Exercise goal:
Each line from the beginning of the entries below through the line that includes "--- a/Ix.NET/Source/Directory.build.props" must be returned exactly as given.

Entries provided:
PR #402, opened 2017-05-30
Switch to use Nerdbank.Gitversioning

onovotny:
This task supports two features we need:

1. different versions per project, Ix and Rx.
2. supports dotnet cli and removes the msbuild requirement.

### DIFF
--- a/Ix.NET/Source/Directory.build.props
+++ b/Ix.NET/Source/Directory.build.props
@@ -6,7 +6,6 @@
     <MinClientVersion>2.12</MinClientVersion>
     <GenerateDocumentationFile Condition=" '$(Configuration)' == 'Release' ">true</GenerateDocumentationFile>
     <Authors>.NET Foundation and Contributors</Authors>
-    <UseFullSemVerForNuGet>true</UseFullSemVerForNuGet>
     <PackageIconUrl>http://go.microsoft.com/fwlink/?LinkId=261274</PackageIconUrl>
     <PackageProjectUrl>http://go.microsoft.com/fwlink/?LinkId=261273</PackageProjectUrl>
     <PackageLicenseUrl>https://raw.githubusercontent.com/Reactive-Extensions/Rx.NET/master/Ix.NET/Source/license.txt</PackageLicenseUrl>
@@ -15,16 +14,9 @@
     <AssemblyOriginatorKeyFile>$(MSBuildThisFileDirectory)ReactiveX.snk</AssemblyOriginatorKeyFile>
     <NoWarn>$(NoWarn);CS1591</NoWarn>
     <DefaultLanguage>en-US</DefaultLanguage>
-    <WriteVersionInfoToBuildLog>false</WriteVersionInfoToBuildLog>
     <IncludeSymbols>false</IncludeSymbols>
     <IsTestProject>$(MSBuildProjectName.Contains('Test'))</IsTestProject>
-    
-    <GetVersion Condition=" '$(NCrunch)' != '' ">false</GetVersion>
   </PropertyGroup>
-  
-  <ItemGroup>
-    <PackageReference Include="GitVersionTask" Version="4.0.0-beta0011" PrivateAssets="All" /> 
-  </ItemGroup>
   
   <ItemGroup Condition="'$(IsTestProject)' != 'true' and '$(NCrunch)' == '' and '$(SourceLinkEnabled)' != 'false'">
     <PackageReference Include="SourceLink.Create.CommandLine" Version="2.1.0" PrivateAssets="All" /> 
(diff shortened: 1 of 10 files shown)


Ix.NET/Source/Directory.build.props
```diff
@@ -15,34 +14,32 @@
...
   <Target Name="GetPackagingOutputs" />
-   <PropertyGroup>
-    <GitVersionTaskVersion>4.0.0-beta0011</GitVersionTaskVersion>
+  
+  <PropertyGroup>
+    <NerdbankGitVersioningVersion>2.0.3-beta-g4d80666c50</NerdbankGitVersioningVersion>
   </PropertyGroup>
+  
+  <ItemGroup>
+    <PackageReference Include="Nerdbank.GitVersioning" Version="2.0.3-beta-g4d80666c50" PrivateAssets="all" />
```
AArnott: Did you mean to use `$(NerdbankGitVersioningVersion)` for the `Version` attribute here?

Ix.NET/Source/build-new.ps1
```diff
@@ -30,16 +30,17 @@ if (!(Test-Path .\nuget.exe)) {
 # get tools
 .\nuget.exe install -excludeversion SignClient -Version 0.7.0 -outputdirectory packages
 .\nuget.exe install -excludeversion JetBrains.dotCover.CommandLineTools -pre -outputdirectory packages
-.\nuget.exe install -excludeversion gitversion.commandline -pre -outputdirectory packages
+.\nuget.exe install -excludeversion Nerdbank.GitVersioning -Version 2.0.3-beta-g4d80666c50 -pre -outputdirectory packages
 .\nuget.exe install -excludeversion xunit.runner.console -pre -outputdirectory packages
 .\nuget.exe install -excludeversion ReportGenerator -outputdirectory packages
 #.\nuget.exe install -excludeversion coveralls.io -outputdirectory packages
 .\nuget.exe install -excludeversion coveralls.io.dotcover -outputdirectory packages
```
AArnott: tip: you can drop `-outputdirectory packages` on all these steps if you add the equivalent setting to your `nuget.config` file:
```xml
  <config>
    <add key="repositorypath" value="packages" />
  </config>
```

Ix.NET/Source/NuGet.Config
```diff
@@ -2,6 +2,7 @@
 <configuration>
   <packageSources>
     <add key="xUnit CI" value="https://www.myget.org/F/xunit/api/v3/index.json" />
+    <add key="NBGV CI" value="https://ci.appveyor.com/nuget/nerdbank-gitversioning" />
```
AArnott: I see you also added this to your root level nuget.config. Why do you also need to add it here?

Rx.NET/Source/NuGet.Config
```diff
@@ -2,8 +2,8 @@
 <configuration>
   <packageSources>
     <add key="xUnit CI" value="https://www.myget.org/F/xunit/api/v3/index.json" />
+    <add key="NBGV CI" value="https://ci.appveyor.com/nuget/nerdbank-gitversioning" />
```
AArnott: I see you also added this to your root level nuget.config. Why do you also need to add it here?

Rx.NET/Source/Directory.build.props
```diff
@@ -34,17 +29,21 @@
   <!-- Workaround -->
   <Target Name="GetPackagingOutputs" />
   
-  <!-- https://github.com/NuGet/Home/issues/4337 -->
- <PropertyGroup>
-    <GitVersionTaskVersion>4.0.0-beta0011</GitVersionTaskVersion>
+  <PropertyGroup>
+    <NerdbankGitVersioningVersion>2.0.3-beta-g4d80666c50</NerdbankGitVersioningVersion>
```
AArnott: Why not define this property (and perhaps even the `PackageReference` and your `FixUpVersion` target) in a top-level Directory.Build.props file that all projects share? I see you define this in multiple Directory.Build.props files.
You can have multiple directory levels of Directory.Build.props files by adding this line to all but the top-most one:
```xml
  <Import Project="$([MSBuild]::GetDirectoryNameOfFileAbove($(MSBuildThisFileDirectory)..\, Directory.Build.props))\Directory.Build.props" Condition=" '$([MSBuild]::GetDirectoryNameOfFileAbove($(MSBuildThisFileDirectory)..\, Directory.Build.props))' != '' " />
```

Ix.NET/Source/Directory.build.props
onovotny: Can't, see https://github.com/NuGet/Home/issues/5295

Ix.NET/Source/NuGet.Config
onovotny: The build was failing otherwise since with AppVeyor the working directory is root and it is invoking the ps1 scripts.

Rx.NET/Source/NuGet.Config
onovotny: Shouldn't be needed, will clean all those nuget configs up eventually :)

Rx.NET/Source/Directory.build.props
onovotny: We are effectively trying to keep Ix/Rx separate despite living in the same repo, that's why...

Your solution:
PR #402, opened 2017-05-30
Switch to use Nerdbank.Gitversioning

onovotny:
This task supports two features we need:

1. different versions per project, Ix and Rx.
2. supports dotnet cli and removes the msbuild requirement.

### DIFF
--- a/Ix.NET/Source/Directory.build.props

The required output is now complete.